Ибо Человеческое Существо может сказать так про себя: «Собираюсь ли я спать — потерять сознание — быть беспомощным на время — бездумным — мертвым? Или, что еще более ужасно, не буду ли я в снах, которые могут прийти, слаб волей и скуден совестью? — Отче, в руки Твои предаю дух Мой. Я отдаю себя обратно Тебе. Возьми меня, успокой меня, освежи меня, «сотвори меня заново». Собираюсь ли я выйти в дела и суету дня, где может возникнуть так много искушений поступить менее достойно, менее верно, менее по-доброму, менее прилежно, чем хотел бы Идеальный Человек? — Отче, в руки Твои. Собираюсь ли я совершить доброе дело? Тогда, прежде всего, — Отче, в руки Твои; чтобы враг не овладел мною сейчас. Собираюсь ли я исполнить тяжелый долг, от которого я с радостью уклонился бы, — отказать в просьбе друга, побудить совесть соседа? — Отче, в руки Твои предаю дух Мой. Я в боли? Приходит ли болезнь, чтобы закрыть радостные видения здорового мозга и принести мне такие, которые встревожены и неистинны? — Возьми мой дух, Господи, и посмотри, как Ты обычно делаешь, чтобы он не имел больше того, что может вынести. Собираюсь ли я умереть? Ты знаешь, хотя бы по крику Твоего Сына, как это ужасно; и если это не приходит ко мне в такой ужасной форме, в какой пришло к Нему, подумай, как я слаб, чтобы вынести это по сравнению с Ним. Я не знаю, что означает эта борьба; ибо из тысяч, которые проходят через нее каждый день, ни один не просвещает своего соседа, оставленного позади; но не буду ли я в агонии жаждать одного вздоха Твоего воздуха и не получу его? не буду ли я растерзан смертью? — Я не буду больше спрашивать: Отче, в руки Твои предаю дух Мой. Ибо это Твое дело, а не мое. Ты узнаешь каждый оттенок моего страдания; Ты позаботишься обо мне Своим совершенным отцовством; ибо оно создает мое сыновство и окутывает и обнимает его. Ребенком я мог выносить сильную боль, когда мой отец склонялся надо мной или обнимал меня: насколько ближе к моей душе могут подойти Твои руки! — да, с утешением, отец мой, которое я никогда даже не воображал; ибо как мое воображение догонит Твое быстрое сердце? Я не забочусь о боли, пока мой дух силен, и в Твои руки я предаю этот дух. Если Твоя любовь, которая лучше жизни, примет его, то, несомненно, Твоя нежность сделает его великим».

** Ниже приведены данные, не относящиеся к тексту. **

Issue #879, opened 2020-12-09
BTC deposit address not in dex wallet


peterzen:
I sent a BTC deposit to the address shown in the GUI, but it didn't end up in the configured `dex` wallet.

```
# grep Deposit mainnet/logs/dexc.log
./mainnet/logs/dexc.log:2020-12-09 16:02:06.376 [INF] CORE: Loaded btc wallet configuration. Deposit address = bc1deadbeef....
```

Verifying whether the deposit address from `dexc` belongs to the `dex` wallet:
```
# bitcoin-cli -conf=/home/bitcoin/.bitcoin/bitcoin.conf getaddressinfo bc1deadbeef....
{
  "address": "bc1deadbeef....",
  "ismine": false,
  "solvable": false,
  "iswatchonly": false,
  "isscript": false,
  "iswitness": true,
  "ischange": false,
}
```

Confirming that it's the `dex` wallet that's open:

```
# bitcoin-cli -conf=/home/bitcoin/.bitcoin/bitcoin.conf getwalletinfo
{
  "walletname": "dex",
  "walletversion": 169900,
  "balance": 0.00000000,
  "unconfirmed_balance": 0.00000000,
  "immature_balance": 0.00000000,
  "txcount": 12,
  "keypoololdest": 1606075542,
  "keypoolsize": 10000,
  "hdseedid": "xxxxxxx",
  "keypoolsize_hd_internal": 10000,
  "unlocked_until": 0,
  "paytxfee": 0.00000000,
  "private_keys_enabled": true,
  "avoid_reuse": false,
  "scanning": false
}
```

Any clues what might be the issue here?  The wallet was working correctly, a BTC withdrawal worked correctly yesterday. `bitcoind` is caught up to the tip as evidenced in `dexc.log`.

chappjc:
Are there other walletnames in `listwallets` and `listwalletdir`, and are you certain that the `"dex"` walletname is configured in the dexc GUI?

peterzen:
I verified the above and reconstructed the timeline:

1. New bitcoind instance & default wallet created, initial sync completed. 
`wallet=dex` not present in `bitcoin.conf` at this point.
2. Added BTC wallet in `dcrdex`, configured rpc, verified the wallet connection
3. `bitcoin-cli createwallet dex`, `bitcoin-cli -rpcwallet=dex encryptwallet`
4. Changed BTC wallet in `dcrdex` to `dex` wallet, added `wallet=dex` to `bitcoin.conf`
[...]

PR #893, opened 2020-12-17
prevent wallet Lock from blocking shutdown

chappjc:
The first commit, https://github.com/decred/dcrdex/pull/893/commits/3910136e938918698764bf219bd1d8b6c07b6e04, prevents hanging on shutdown with a disconnected wallet.  Shutdown would hang because the subsystem context was not canceled by `PromptShutdown` until *after* wallets were locked. This modifies both dcr and btc `(*ExchangeWallet).Lock` methods to check node disconnected status, and modifies the dcr method with a 5 second timeout since it has context-enabled RPC methods unlike btc.  This commit also adds a basic dcr `OnClientConnected` notification handler to log when the client (re)connects.

The second commit, https://github.com/decred/dcrdex/pull/893/commits/905b1be23e460150b2b838fb0effa7c1124883f3, consistently uses the `(*Core).connectWallet` method instead of calling `(*ExchangeWallet).Connect` directly.  This ensures that the sync status loop is always started regardless of the path used to connect the wallet.  Previously only `(*Core).connectAndUnlock` was calling `connectWallet`, although `(*ExchangeWallet).Connect` at least checked `SyncStatus` once.

Commit https://github.com/decred/dcrdex/pull/893/commits/0441ddaed67c46d792b68daff07994c194fde0d9 has the `connectWallet` loop on SyncStatus continue on errors.  It will still break out if the wallet is disconnected.  This helps because the underlying rpcs (e.g. getblockchaininfo) can return unexpected errors even though it is connected.  We may also consider modifying `(*ExchangeWallet).Connect` so that it does not error out on `SyncStatus` as long as it connects successfully because in this case there is no connect retry loop.  Even more generally, we should change `Core`'s wallet connection logic so that it continually tries to make a connection to the wallet when it fails, since while a wallet does try to reconnect once initially connected, we do not have a way to continually try to establish a new connection (e.g. on login).

### DIFF
--- a/client/asset/btc/btc.go
+++ b/client/asset/btc/btc.go
@@ -138,6 +138,7 @@ type rpcClient interface {
 	GetRawMempool() ([]*chainhash.Hash, error)
 	GetRawTransactionVerbose(txHash *chainhash.Hash) (*btcjson.TxRawResult, error)
 	RawRequest(method string, params []json.RawMessage) (json.RawMessage, error)
+	Disconnected() bool
 }
 
 // BTCCloneCFG holds clone specific parameters.
@@ -345,7 +346,6 @@ type ExchangeWallet struct {
 	// 64-bit atomic variables first. See
 	// https://golang.org/pkg/sync/atomic/#pkg-note-BUG
 	tipAtConnect      int64
-	client            *rpcclient.Client
 	node              rpcClient
 	wallet            *walletClient
 	walletInfo        *asset.WalletInfo
@@ -451,10 +451,7 @@ func BTCCloneWallet(cfg *BTCCloneCFG) (*ExchangeWallet, error) {
 		return nil, fmt.Errorf("error creating BTC RPC client: %w", err)
 	}
 
-	btc := newWallet(cfg, btcCfg, client)
-	btc.client = client
-
-	return btc, nil
+	return newWallet(cfg, btcCfg, client), nil
 }
 
 // newWallet creates the ExchangeWallet and starts the block monitor.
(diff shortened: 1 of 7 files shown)


JoeGruffins (approved):
It would be cool if the wallet status changed from "ready", but this does solve the issue for me.

client/core/core.go
```diff
@@ -1032,20 +1032,21 @@ func (c *Core) encryptionKey(pw []byte) (encrypt.Crypter, error) {
...
+		return nil, newError(missingWalletErr, "no configured wallet found %s (%d)", unbip(assetID), assetID)
 	}
 	if !wallet.connected() {
-		c.log.Infof("connecting wallet for %s", unbip(assetID))
-		err := wallet.Connect(c.ctx)
+		c.log.Infof("Connecting wallet for %s", unbip(assetID))
+		err := c.connectWallet(wallet)
 		if err != nil {
-			return nil, fmt.Errorf("Connect error: %w", err)
+			return nil, err // core.Error with code connectWalletErr
```
chappjc, line 1041: The work @amassarwi is planning to resolve https://github.com/decred/dcrdex/issues/879 is going to be working around wallet connection, so we should get this merged to minimize conflict.  @buck54321 any comments on this PR?

chappjc: I suspect an appropriate place to verify the `ismine` status of the deposit address would be in `connectWallet` around here: https://github.com/decred/dcrdex/blob/0441ddaed67c46d792b68daff07994c194fde0d9/client/core/core.go#L1055-L1061  But do investigate and determine if that's right.

amassarwi: Sweet, will take from here

amassarwi (commented):
👍

client/asset/btc/btc.go
```diff
@@ -1083,6 +1080,9 @@ func (btc *ExchangeWallet) Unlock(pw string) error {
 
 // Lock locks the ExchangeWallet and the underlying bitcoind wallet.
 func (btc *ExchangeWallet) Lock() error {
+	if btc.node.Disconnected() {
+		return asset.ErrConnectionDown
+	}
```
buck54321, line 1085: From what I can tell, since we're using `HTTPPostMode`, `Disconnected` is always `false`, (ultimately because `rpcclient.Client.disconnected` will never  be `true`).

PR #898, opened 2020-12-18
client: validate max fee rate at match time

buck54321:
This is part of a two-part solution to plug a hole where the server could maliciously assign an exorbitant fee rate. 

This solution is for the match validation side, but there is still a potential path for sneaky fee rate increases because of the gap between the time when the max fee rate is observed and the time the order is placed, during which a malicious server could sneak in a higher max fee rate in a config change.


amassarwi:
👍

client/db/bolt/upgrades.go
```diff
@@ -143,3 +146,36 @@ func v1Upgrade(dbtx *bbolt.Tx) error {
...
+	}
+
+	// For each order, set a maxfeerate of max uint64.
+	maxFeeB := uint64Bytes(^uint64(0))
+
+	master := dbtx.Bucket(ordersBucket)
+	if master == nil {
+		return fmt.Errorf("failed to open orders bucket")
+	}
+
```
chappjc, line 173: Need to update the stored version to 2, no?  `setDBVersion(dbtx, newVersion)` and a check in `verifyV2Upgrade`

chappjc (changes requested):

JoeGruffins (approved):

client/db/bolt/upgrades.go
```diff
@@ -85,8 +88,17 @@ func (db *BoltDB) upgradeDB() error {
...
+			// err := upgrade(tx)
+			// if err != nil {
+			// 	return fmt.Errorf("error upgrading DB: %v", err)
+			// }
+			// // Persist the database version.
+			// err = setDBVersion(tx, uint32(i+1))
+			// if err != nil {
+			// 	return fmt.Errorf("error setting DB version: %v", err)
+			// }
+			err := doUpgrade(tx, upgrade, uint32(i+1))
```
chappjc, line 101: Thinking about the value of `i` in this loop for different values of `version`... unless I'm mistaken, `uint32(i+1)` here is appropriate only for when the starting `version` is 0.

Say we have versions all the way up to 10, and we start up with v5 db file, then in `for i, upgrade := range upgrades[version:]` the first iteration of the loop will be `i=0`, telling `doUpgrade` that `newVersion` is 1, but it needs to be 6.
Even for a v1 db, it seems it will set the version to 1 after the v2 upgrade.  Perhaps a quick test of the `upgradeDB` function?

JoeGruffins: Obvious now that you point it out. When I look again, I see `[INF] CORE[DB]: Upgrading database from version 1 to 2` every time I start the app, meaning that after the upgrade the version is being set to `1` again.

chappjc (approved):

PR #899, opened 2020-12-18
allow apps to listen on IPv6 addresses

chappjc:
This is based on PR #882, so the commit of interest is https://github.com/decred/dcrdex/commit/bfb407e2ccd4005c3dccaf783a1b6ddfb5148cfa.

The issue is that `host + ":" port` is not always correct for IPv6 because the host needs brackets around it when joined with a port.  This updates all the listen address parsing and construction code to work properly with IPv6.

For dcrdex with `--rpclisten=[::1]:17232`:

**before**

`NewServer failed: address ::1:17232: too many colons in address`

**after**

`[INF] COMM: RPC server listening on [::1]:17232`

A similar fix is applied to client.

### DIFF
--- a/client/cmd/dexc/config.go
+++ b/client/cmd/dexc/config.go
@@ -5,6 +5,7 @@ package main
 
 import (
 	"fmt"
+	"net"
 	"os"
 	"os/user"
 	"path/filepath"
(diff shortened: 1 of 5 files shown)


buck54321:
This ready after rebase? Seems good to me.

JoeGruffins (approved):
Working well with localhost. I know nothing about ipv6 though. Should logs also have brackets?
```
2020-12-28 15:43:43.434 [TRC] COMM[WS]: Sent 37 and dropped 0 messages to ::1 before shutdown.
2020-12-28 15:43:43.434 [DBG] AUTH: Link down: id=1, ip=::1.
2020-12-28 15:43:43.434 [TRC] COMM: Disconnected websocket client ::1
```

chappjc:
@JoeGruffins perhaps brackets would look nicer there, but the net.IP stringer doesn't put them in and I'm not sure it's worth the extra work to wrap the string if it's ipv6.  The brackets would be totally necessary for readability if there were a port though.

Так может сказать Человеческое Существо про себя.
Думайте, братья, думайте, сестры, мы ходим в воздухе вечного отцовства. Каждое возношение сердца — это взгляд вверх к Отцу. Благодать и истина вокруг, над, под нами, да, в нас. Когда мы менее всего достойны, тогда, наиболее искушаемые, самые черствые, самые недобрые, давайте все же предадим наши духи в Его руки. Куда еще мы осмелимся послать их? Как земной отец любил бы ребенка, который прокрался бы в его комнату с сердитым, встревоженным лицом и сел бы у его ног, говоря, когда его спросят, чего он хочет: «Мне так плохо, папа, и я хочу стать хорошим»! Сказал бы он своему ребенку: «Как ты смеешь! Уходи, будь хорошим, а потом приходи ко мне»? И осмелимся ли мы думать, что Бог прогнал бы нас, если бы мы пришли так, и не был бы доволен, что мы пришли, даже если бы мы были сердиты, как Иона? Не позволили бы мы всей нежности нашей природы излиться на такого ребенка? И осмелимся ли мы думать, что если мы, будучи злыми, умеем давать добрые дары нашим детям, Бог не даст нам Своего собственного духа, когда мы придем просить Его? Не сойдет ли небесная роса прохладой на горячий гнев? какая-нибудь благодатная капля дождя на сухой эгоизм? какой-нибудь луч солнечного света на облачную безнадежность? Хлеб, по крайней мере, будет дан, а не камень; вода, по крайней мере, будет верна, а не уксус, смешанный с желчью.